La notte l’incredibile luminaria accende il deserto sterminato ed assoluto.
Ci perdiamo tra le sue strade veramente illuminate a giorno e percorriamo la strip, nel’incredibile carosello di luci ed insegne colorate e dentro i suoi casinò.

Grand canyon
La mattina dopo lasciamo le luci di las vegas e puntiamo in direzione grand canyon dove
Arriviamo prima del tramonto, giusto in tempo per effettuare un volo panoramico in elicottero.
ci fermiamo dove c’è l’aeroporto da cui partono i voli in elicottero e aereo sopra il canyon.
La prima vista del Gran Canyon avviene proprio dall’alto, emozione nell’emozione.
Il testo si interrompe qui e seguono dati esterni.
PR #2041, opened 2025-07-23
monad-dataplane: add udp socket for explicit direct messages

dshulyak:
dataplane listens on two sockets and tags traffic that it sends to the consumer.
for sending we just select direct socket as source address if user specifies it over api, but otherwise the destination is selected in raptorcast

### DIFF
--- a/monad-dataplane/src/lib.rs
+++ b/monad-dataplane/src/lib.rs
@@ -38,6 +38,8 @@ pub(crate) mod buffer_ext;
 pub mod tcp;
 pub mod udp;
 
+pub(crate) use udp::UdpMessageType;
+
 pub struct DataplaneBuilder {
     local_addr: SocketAddr,
     trusted_addresses: Vec<IpAddr>,
@@ -46,6 +48,7 @@ pub struct DataplaneBuilder {
     udp_buffer_size: Option<usize>,
     tcp_config: TcpConfig,
     ban_duration: Duration,
+    direct_socket_port: Option<u16>,
 }
 
 impl DataplaneBuilder {
@@ -64,6 +67,7 @@ impl DataplaneBuilder {
                 per_ip_connections_limit: 100,
             },
             ban_duration: Duration::from_secs(5 * 60), // 5 minutes
+            direct_socket_port: None,
         }
     }
 
@@ -96,6 +100,12 @@ impl DataplaneBuilder {
         self
     }
 
+    /// with_direct_socket configures an additional UDP socket for direct peer communication
+    pub fn with_direct_socket(mut self, port: u16) -> Self {
+        self.direct_socket_port = Some(port);
+        self
+    }
+
     pub fn build(self) -> Dataplane {
         let DataplaneBuilder {
             local_addr,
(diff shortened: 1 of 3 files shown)


monad-dataplane/tests/tests.rs
```diff
@@ -108,6 +108,67 @@ fn udp_unicast() {
...
+
+    let mut rx = DataplaneBuilder::new(&rx_addr, UP_BANDWIDTH_MBPS)
+        .with_direct_socket(rx_direct_port)
+        .build();
+    let tx = DataplaneBuilder::new(&tx_addr, UP_BANDWIDTH_MBPS)
+        .with_direct_socket(tx_direct_port)
+        .build();
+
+    // Allow Dataplane threads to set themselves up.
+    sleep(Duration::from_millis(10));
```
dshulyak: after rebase can busy wait

monad-dataplane/src/udp.rs
```diff
@@ -44,88 +50,157 @@ pub const DEFAULT_SEGMENT_SIZE: u16 = segment_size_for_mtu(DEFAULT_MTU);
...
+}
 
-    let raw_fd = udp_socket_rx.as_raw_fd();
-    let udp_socket_tx =
-        UdpSocket::from_std(unsafe { std::net::UdpSocket::from_raw_fd(raw_fd) }).unwrap();
+fn create_direct_socket_pair(
+    local_addr: SocketAddr,
+    port: u16,
+    buffer_size: Option<usize>,
+) -> (Option<UdpSocket>, Option<UdpSocket>) {
```
xinyuan-dev: if these two values are never `None`, how about remove the `Option<...>`?

monad-dataplane/src/lib.rs
```diff
@@ -83,6 +94,7 @@ impl DataplaneBuilder {
 
                         udp::spawn_tasks(
                             local_addr,
+                            direct_socket_port,
```
xinyuan-dev: the direct udp is identical to the normal (or broadcast) udp port in all senses, then how about we reuse the existing `udp::spawn_tasks` with different `local_addr`, `ingress_tx` and `egress_rx`? this way we can even configure different buffer size/bandwidth if we want. the two ports do in fact carry different protocols so i think it's reasonable to place the three protocols (tcp/raptorcast_udp/direct_udp) in juxtaposition.

also, it'll be handy to have three pairs of tx/rx channels if we want to deal with starvation issue or prioritization in the future.

dshulyak: bandwidth should be shared between them, instead of configured separately, with consensus traffic prioritized (regardless of which socket it goes through). i think there is no reason to split that into two different tasks, the only thing changes is which source port we use for traffic

for reading i can switch to different channels, though i think there will be no practical implications

dshulyak: i recalled why i kept single udp channel, udp traffic should be always prioritized over tcp in current protocol regardless of socket, hence if i add two channels it becomes harder to do so with select

xinyuan-dev: we can tweak priority as we wish if necessary but i'd prefer it to be more flexible than baked in to that. also, there can be prioritization needs between the two udp protocols, it'll be nice if we have have the priority defined at one single location.

as for the bandwidth, if we're considering the physical bandwidth of the interface, then shouldn't we also take tcp into consideration when calculating the threshold? otherwise, it maybe inconsistent that we only consider udp for bandwidth. also, having three channels may make it easier to implement a centralized module that handles bandwidth and prioritization alike.

dshulyak: ok i will define another channel for reading. technically i can define for writer as well without changing much, but i will keep writing from the same task, so i would rather not

---

in tcp there is a congestion control, so it will not overrun provided bandwidth. but in that case what is important is to prioritize udp traffic over tcp using non-default tc queues. i tested that with prio queue and some programs that share udp/tcp.

as for global tcp/udp pacing, maybe it makes sense but it is definitely unrelated to this change.

omegablitz:
Is the idea that once this change is rolled out, `RouterTarget:PointToPoint` would be switched from udp_write_unicast -> udp_write_direct?

Would we tag `UdpMessageType::Broadcast` for all consensus traffic? Or only `RouterTarget::Broadcast` traffic (eg proposals)

dshulyak:
i will merge to avoid rebases then.

on that question of partitioning, what is important from "perf" perspective is to avoid raptorcast overhead for messages that do not require it. all point to point messages, regardless of origin.

the most straighforward way to achieve that is to move all point to point messages to different socket. we may consider adding more sockets if in addition to that we want to differentiate between consensus point to point, transactions and discovery.

PR #2042, opened 2025-07-23
monad-discovery: extend name record with ports and capabilities

dshulyak:
this change replaces single socket addr with the following fields:
- ip
- ports
- capabilities

ports is a collection, limited to 8 items, with port for tcp, udp.

capabilities is meant to be used for rolling upgrades. so for example
with direct socket, we will be able to use plain protocol selectively
and not necessarily at the same time when socket is enabled.

the other use case that i foresee in the future is the support of
authenticated protocol for udp connection, that would also benefit
from negotiated capability

it doesn't switch to v2 immediately, but makes it possible to
decode it. in decode method of the NameRecord we try to decode v2 first
and if it fails we will try v1. NameRecord::new is using v1, in the
follow up change it will be switched to v2. And then in the next follow
up v1 will be scraped from the codebase.


dshulyak:
@michael-yxchen @eerkaijun take a look please, i think i can make it backward compatible with some hacks in decoding, but just want to confirm if you are ok with this

dshulyak:
- update monad-integration

```
    def _sign_name_record(self, ip: str, private_key: bytes, port: int, seq_num: int = 0) -> str:
        """Sign the name record for peer discovery."""
        ip_bytes = ipaddress.IPv4Address(ip).packed

        name_record = NameRecord(ip_bytes, port, seq_num)
        encoded = rlp.encode(name_record)

        message_hash = bytes.fromhex(blake3.blake3(encoded).hexdigest())
        keys = KeyAPI()
        key = keys.PrivateKey(private_key)
        return str(keys.ecdsa_sign(message_hash, key))
```

eerkaijun:
i think this seems fine to me. 

> so for example with direct socket, we will be able to use plain protocol selectively and not necessarily at the same time when socket is enabled.

can you elaborate what this mean?

dshulyak:
i meant nodes will be able to update at a different time. 

so if node A updated and tries to communicate with node B that didn't update, it will understand it based on capability and will be using original protocol and maybe even original socket (non-direct).

but if A tries communicate with node C that updated and it may use both direct socket and plain protocol

monad-peer-discovery/src/lib.rs
```diff
@@ -21,37 +21,135 @@ pub mod mock;
...
+}
+
+#[derive(Debug, Clone, PartialEq, Eq)]
 pub struct NameRecord {
-    pub address: SocketAddrV4,
+    pub ip: Ipv4Addr,
+    pub ports: Vec<Port>,
+    pub capabilities: u64,
     pub seq: u64,
 }
```
xinyuan-dev: how about we put the ports to be contained in a struct like this:

```
struct PortMap {
  udp_raptorcast: u16,
  udp_direct: u16,
  tcp_raptorcast: u16,
  tcp_direct: u16,
  ...
}
```

this way accessing the ports will be easier than traversing/filtering the vec. we can use `Option` fields to indicate certain capabilities are optional.

monad-peer-discovery/src/lib.rs
```diff
@@ -21,37 +21,135 @@ pub mod mock;
...
+            _ => None,
+        }
+    }
+}
+
+#[derive(Debug, Clone, PartialEq, Eq)]
 pub struct NameRecord {
-    pub address: SocketAddrV4,
+    pub ip: Ipv4Addr,
+    pub ports: Vec<Port>,
```
xinyuan-dev: just a minor thing: if we're imposing the limit of a small maximum number of ports, we can consider using smallvec to avoid unnecessary allocation.

monad-peer-discovery/src/lib.rs
dshulyak: the idea behind encoding them with vec is to avoid versioning if new port needs to be added.
we can store them in such struct after parsing

xinyuan-dev: how about we only convert to/from the temporary types in `impl Encodable/Decodable`, this way we can also leverage the error handling of the decoder.

monad-peer-discovery/src/lib.rs
```diff
@@ -21,37 +21,135 @@ pub mod mock;
...
+        })
     }
 }
 
-#[derive(Debug, Clone, Copy, PartialEq, RlpEncodable, RlpDecodable, Eq)]
+impl NameRecord {
+    pub fn validate(&self) -> bool {
+        let has_tcp = self.ports.iter().any(|p| p.tag == PortTag::TCP as u8);
+        let has_udp = self.ports.iter().any(|p| p.tag == PortTag::UDP as u8);
+        has_tcp && has_udp
```
xinyuan-dev: do we allow multiple tcp ports? from the methods below it seems we only care about first one.

dshulyak: i think all tags should be unique, so this validation can be definitely improved

dshulyak:
so regarding backward compatibility the simplest i could come up with is to introduce PingV1/V2 . V1 will use original format recognizable by old and new software, V2 will use new format recognizable only be new software. it creates a bit of the complexity around managing two versions (e.g they can't both be sent in lookup responses)

monad-peer-discovery/src/lib.rs
dshulyak: good approach, i will update this change to use it

monad-peer-discovery/src/lib.rs
dshulyak: improved validation in last changes

monad-peer-discovery/src/lib.rs
dshulyak: updated to use smallvec

dshulyak: i reverted to vec for simplicity

monad-peer-discovery/src/lib.rs
dshulyak: i realized that it doesn't work. we need to preserve unknown ports as they are used for signature. if we discard them we can't send valid record to peers

eerkaijun:
for backwards compatibility, i think we might need to break this into multiple releases if we want an asynchronous upgrade. 
- first upgrade will introduce new decoding for name record V2
- second upgrade to actually switch name record to V2
- (not essential) third upgrade to retire name record V1

or is there any other way you are thinking?

dshulyak:
@eerkaijun i wanted to make a breaking change, if it will land before mainnet.

i explored a bit how to make it work with rolling upgrade, i just wanted to avoid that. 

rlp is just not good codec for doing such things, and it will require either v2 everything (e.g ping/lookup) that works with new structure. so v1 and v2 can both work at the same time during an upgrade period.

or mix v1 and v2 together, e.g try both v1 and v2 decoding path. ping/lookup will use this mixed encoding. this is generally a hack, but will be less changes

dshulyak:
@eerkaijun i tried the 2nd approach that i described, it is simple enough and enables rolling ugprade. so i will push it and follow up with 3 step upgrade

monad-peer-discovery/src/discovery.rs
```diff
@@ -2225,11 +2225,15 @@ mod tests {
     const OLD_ADDR: SocketAddrV4 = SocketAddrV4::new(Ipv4Addr::new(7, 7, 7, 7), 8000);
     const NEW_ADDR: SocketAddrV4 = SocketAddrV4::new(Ipv4Addr::new(8, 8, 8, 8), 8000);
 
-    #[test_case(None, NameRecord { address: NEW_ADDR, seq: 1 }, true, NameRecord { address: NEW_ADDR, seq: 1 }, true; "first record")]
-    #[test_case(Some(NameRecord { address: OLD_ADDR, seq: 1 }), NameRecord { address: NEW_ADDR, seq: 2 }, true, NameRecord { address: NEW_ADDR, seq: 2 }, true; "newer record")]
-    #[test_case(Some(NameRecord { address: OLD_ADDR, seq: 1 }), NameRecord { address: OLD_ADDR, seq: 1 }, true, NameRecord { address: OLD_ADDR, seq: 1 }, false; "same record")]
-    #[test_case(Some(NameRecord { address: NEW_ADDR, seq: 2 }), NameRecord { address: OLD_ADDR, seq: 1 }, false, NameRecord { address: NEW_ADDR, seq: 2 }, false; "older record")]
-    #[test_case(Some(NameRecord { address: OLD_ADDR, seq: 1 }), NameRecord { address: NEW_ADDR, seq: 1 }, false, NameRecord { address: OLD_ADDR, seq: 1 }, false; "conflicting record")]
+    fn make_name_record(addr: SocketAddrV4, seq: u64) -> NameRecord {
+        NameRecord::new(*addr.ip(), addr.port(), seq)
```
dshulyak: this can be inlined

monad-peer-discovery/src/lib.rs
```diff
@@ -40,37 +40,308 @@ pub mod mock;
...
+#[derive(Debug, Clone, PartialEq, Eq)]
+enum VersionedNameRecord {
+    V1(WireNameRecordV1),
+    V2(WireNameRecordV2),
+}
+
+#[derive(Debug, Clone, PartialEq, Eq)]
+pub struct NameRecord {
+    record: VersionedNameRecord,
+}
```
dshulyak, line 268: VersionedNameRecord can be renamed to NameRecord

monad-peer-discovery/src/lib.rs
```diff
@@ -40,37 +40,308 @@ pub mod mock;
...
+
+    pub fn tcp_port(&self) -> u16 {
+        match &self.record {
+            VersionedNameRecord::V1(v1) => v1.port,
+            VersionedNameRecord::V2(v2) => {
+                v2.ports
+                    .iter()
+                    .find(|p| p.tag_enum() == Some(PortTag::TCP))
+                    .expect("V2 record must have TCP port")
+                    .port
```
dshulyak: ports vector is atmost 8 items, so this iteration is bounded, can use smallvec to make it more obvious

monad-peer-discovery/src/lib.rs
```diff
@@ -40,37 +40,308 @@ pub mod mock;
...
+
+    pub fn udp_port(&self) -> u16 {
+        match &self.record {
+            VersionedNameRecord::V1(v1) => v1.port,
+            VersionedNameRecord::V2(v2) => {
+                v2.ports
+                    .iter()
+                    .find(|p| p.tag_enum() == Some(PortTag::UDP))
+                    .expect("V2 record must have UDP port")
+                    .port
```
dshulyak: same as above

monad-peer-discovery/src/lib.rs
```diff
@@ -40,37 +40,308 @@ pub mod mock;
...
+        (self.capabilities() & (1u64 << (capability as u8))) != 0
+    }
+
+    pub fn set_capability(&mut self, capability: Capability) {
+        match &mut self.record {
+            VersionedNameRecord::V1(_) => {}
+            VersionedNameRecord::V2(v2) => {
+                v2.capabilities |= 1u64 << (capability as u8);
+            }
+        }
```
dshulyak, line 361: check and set can be done specific type, no need to have this methods the name record

dshulyak:
@eerkaijun please take a look when available. the follow up that switches to v2 by default https://github.com/category-labs/monad-bft/pull/2478

monad-peer-discovery/src/lib.rs
```diff
@@ -40,37 +40,308 @@ pub mod mock;
...
+    }
+}
+
+#[derive(Debug, Clone, Copy, PartialEq, Eq, Hash)]
+pub enum Capability {}
+
+#[derive(Debug, Clone, PartialEq, RlpEncodable, RlpDecodable, Eq)]
 pub struct MonadNameRecord<ST: CertificateSignatureRecoverable> {
     pub name_record: NameRecord,
     pub signature: ST,
```
dshulyak, line 390: i probably should bump a version for signing domain too

dshulyak:
there is also PeerEntry that distinct from name record, but pretty much tied to the name record and any changes between two will cause errors. it is very error prone to separate it like this, should be refactored to use name record instead

dshulyak:
> i probably should bump a version for signing domain too

i decided not to bump name record signing domain, this will be short living version bump, and encoding is different so it won't be possible to decode v1 encoded value as v2. so for simplicity it should be ok to omit that update, i can update if someone thinks that it might be necessary

dshulyak:
i double checked on stressnet that it decodes original name records as expected

UPD actually i am not sure if it works, it clearly decodes pings just fine, but there are also a lot of timeouts

dshulyak:
i added a commit with snapshot tests to verify that there was no changes in encoding for all messages.
and timeouts are not related to this change

monad-peer-discovery/src/discovery.rs
```diff
@@ -1533,7 +1535,23 @@ where
...
-            .map(|(id, name_record)| (*id, *name_record))
+            .map(|(id, name_record)| (*id, name_record.clone()))
+            .collect()
+    }
+}
+
+impl<ST: CertificateSignatureRecoverable> PeerDiscovery<ST> {
+    fn get_secondary_fullnode_addrs(
+        &self,
+    ) -> HashMap<NodeId<CertificateSignaturePubKey<ST>>, SocketAddrV4> {
```
eerkaijun: I think we can remove this function, not needed anywhere

eerkaijun (dismissed):

monad-peer-discovery/src/discovery.rs
dshulyak: removed, accidentally restored in cherry pick

monad-peer-discovery/src/lib.rs
```diff
@@ -40,37 +41,349 @@ pub mod mock;
...
+            &self.ip.octets(),
+            &self.ports,
+            &self.capabilities,
+            &self.seq,
+        ];
+        encode_list::<_, dyn Encodable>(&enc, out);
+    }
+}
+
+fn decode_port_list(buf: &mut &[u8], limit: usize) -> alloy_rlp::Result<PortList<8>> {
```
michael-yxchen: is it true that we always expect `limit` to equal to PortList's capacity? if so we should make that a constant

dshulyak: i updated code to use ArrayVec::try_push instead of limit, it will fail if capacity is overrun, and moved impl to PortList::decode

eerkaijun (approved):

PR #2047, opened 2025-07-24
Add round & other checks to full-node raptorcast

fabiotdf:
- Adds some extra checks, e.g. that the raptorcast group used matches the round of the proposal received by dynamic fullnode
- Bumped some logs from trace to debug that makes life easier when diagnosing raptorcast
- In raptorcast context, renamed `author` to `sender`, since the message (proposal) already has something called author

### DIFF
--- a/.github/workflows/license.yml
+++ b/.github/workflows/license.yml
@@ -17,7 +17,7 @@ on:
 
 jobs:
   check-license:
-    runs-on: self-hosted
+    runs-on: ubuntu-24.04-32
 
     steps:
       - name: Checkout repository


monad-raptorcast/src/udp.rs
```diff
@@ -718,7 +718,7 @@ where
         BuildTarget::Raptorcast((epoch_validators, full_nodes_view)) => {
             assert!(is_broadcast && is_raptor_broadcast);
 
-            tracing::trace!(
+            tracing::debug!(
```
eerkaijun: this is gonna make the log to be very noisy

monad-raptorcast/src/udp.rs
```diff
@@ -802,7 +802,7 @@ where
         BuildTarget::FullNodeRaptorCast(group) => {
             assert!(is_broadcast && is_raptor_broadcast);
 
-            tracing::trace!(
+            tracing::debug!(
```
eerkaijun: same as above

monad-raptorcast/src/util.rs
```diff
@@ -459,6 +459,36 @@ where
         }
     }
 
+    // Once we receive a message, we want to verify that the round referenced in
+    // the message matches the current group.
+    pub fn check_round(
+        &self,
+        msg_round: Option<Round>,
+        author_node_id: &NodeId<CertificateSignaturePubKey<ST>>,
```
eerkaijun: should this be renamed sender to be consistent with your other changes?

monad-raptorcast/src/raptorcast_secondary/publisher.rs
```diff
@@ -155,52 +155,63 @@ where
...
+        let group_start_round = *next_group.key();
+        if group_start_round < new_round {
+            tracing::debug!(
+                ?new_round,
+                ?group_start_round,
+                "RaptorCastSecondary jumping into middle of future scheduled group after a gap. \
+                Downstream full-nodes might see round gaps as well."
+            );
+        }
+        assert!(group_start_round == next_group.get().start_round);
```
eerkaijun: do we need this assertion? no harm i guess but seems excessive

fabiotdf:
> can we separate out the round gap crash commit to a separate PR?

Sure! Moved the changes here:
https://github.com/category-labs/monad-bft/pull/2090

monad-raptorcast/src/raptorcast_secondary/publisher.rs
fabiotdf: Fixed

monad-raptorcast/src/util.rs

monad-raptorcast/src/udp.rs
fabiotdf: Fixed

monad-raptorcast/src/udp.rs
fabiotdf: Fixed

monad-dataplane/src/lib.rs
```diff
@@ -457,6 +486,7 @@ impl DataplaneWriter {
         let msg_len = msg.payload.len();
 
         for (dst, udp_msg) in msg.into_iter() {
+            tracing::trace!("Dataplane UDP TX bcast {} bytes to {:?}", msg_len, dst);
```
dshulyak, line 489: i would prefer to use structured tracing consistently across codebase instead of formatting
e.g
trace!(msg_len, ?dst, "udp tx broadcast")

monad-dataplane/src/lib.rs
```diff
@@ -364,14 +364,28 @@ impl DataplaneReader {
...
 
     pub async fn udp_read(&mut self) -> RecvUdpMsg {
         match self.udp_ingress_rx.recv().await {
-            Some(msg) => msg,
+            Some(msg) => {
+                tracing::trace!(
+                    "Dataplane UDP RX {} bytes from {:?}",
+                    msg.payload.len(),
+                    msg.src_addr
+                );
```
dshulyak, line 386: just a note that trace! performs checks at runtime to check if message is logged or not, so it will have some overhead. also each separate tracing layer will have to do such check.

generally it is good idea to avoid adding tracing on the hot path, and if tracing is indeed needed then it should be handled with compile flag that is used only in debug builds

Ciò che è sotto ai nostri occhi è qualcosa di incredibile, che nessun racconto né foto può descrivere. Non sarà un caso se qualcuno lo ha definito “il più grande tempio di Dio sulla terra.”
Il grand canyon è talmente vasto che nemmeno dall’alto si riesce a contemplarlo con lo sguardo in tutta la sua grandezza.
incantate da questo paesaggio Dopo un’ora di volo, scendiamo a terra e proseguiamo per il south rym.
Il g.c. è il più famoso dei parchi dell’ovest con scenari naturali tra i più spettacolari.
Ci caliamo nella magia del g.c. ne cogliamo la grandiosità percorrendo il south rim, in lungo e in largo ammirando i suoi splendidi panorami.
Affacciandoci su questa straordinaria terrazza naturale, vediamo il colorado scorrere sinuoso a più di 1000 mt. Sotto di noi, e osserviamo stupite tutte le stratificazioni che si sovrappongono all’infinito, raccontando la storia della nostra terra.
Godiamo di questo spettacolo unico al mondo in tutti i momenti della giornata aggirandoci lungo l’abisso sterminato.
Quest’opera gigantesca della natura, una delle 7 meraviglie del mondo, è il simbolo dell’arizona, formato dalla lenta e tenace opera del fiume colorado che in millenni di storia geologica ha creato la più grande frattura della superficie terrestre, lunga più di 450 km. E profonda oltre 1 km. E ½.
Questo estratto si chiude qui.